Regarding LAMMPS, actually the GAP code is now also easily usable there with
this plugin :
[https://github.com/libAtoms/QUIPforLAMMPS](https://github.com/libAtoms/QUIPforLAMMPS)

The bispectrum is indeed a very powerful tool, but is not the ideal feature
vector for representing the atomic environment. You should have a read of
Bartok's more recent paper on this:
[http://journals.aps.org/prb/abstract/10.1103/PhysRevB.87.184...](http://journals.aps.org/prb/abstract/10.1103/PhysRevB.87.184115)
. One of the issues is that the bispectrum starts with an approximation of the
neighbourhood atomic density as a sum of delta functions. Trying to represent
such sharp features in a basis set expansion is actually very slowly
converging. So the idea behind SOAP is to build a covariance kernel by
directly comparing a smooth measure of the similarity of environments, which
is also invariant to all physically relevant symmetry operations.

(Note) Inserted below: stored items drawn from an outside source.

PR #940, opened 2024-05-17
Update kickstart.cfg.j2 for RedHat to assign  /var/lib/bluebanquise/.ssh to bluebanquise user

patrick-begou:
**Update kickstart.cfg.j2 for RedHat to assign  /var/lib/bluebanquise/.ssh to bluebanquise user**

When deploying RedHat based OS on nodes and creating ssh keys from the kickstart.cfg, files in bluebanquise home directory belong to root and not to bluebanquise user. A chown is added.

## Describe your changes
Added a chown command in the RedHat template file to solve the problem.

- [ ] Increment role version in vars/main.yml (a.b.c: +1 to b for a feature added, +1 to c for a bug fix)
- [ ] Update changelog inside role README.md
- [ ] If not present, please also add your name in the related collection authors list in galaxy.yml

### DIFF
--- a/collections/infrastructure/galaxy.yml
+++ b/collections/infrastructure/galaxy.yml
@@ -4,7 +4,7 @@ namespace: bluebanquise
 name: infrastructure
 
 # The version of the collection. Must be compatible with semantic versioning
-version: 3.10.1
+version: 3.10.2
 
 # The path to the Markdown (.md) readme file. This path is relative to the root of the collection
 readme: README.md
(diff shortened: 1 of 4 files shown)


patrick-begou:
I had always used "." as a separator between user and group in chown command with RedHat based OS but you are right, the manual says it should be ":".

oxedions:
Dear @patrick-begou 

Many thanks for this fix. It seems ok to me now :blush: 

Merging !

I would also like to add that in addition to GAP and SNAP, there are people
like Jörg Behler doing this with Neural Networks and Francesco Paesani/Greg
Medders with a different regression schemes. But in addition to making
potential energy surfaces there are people like Paul Popelier `learning'
atomic charges for building force fields and people in Vijay Pande's group
doing machine learning on MD trajectories, which is something that excites me
a great deal and I would love to understand in more detail.

It's a very exciting time to be in this field!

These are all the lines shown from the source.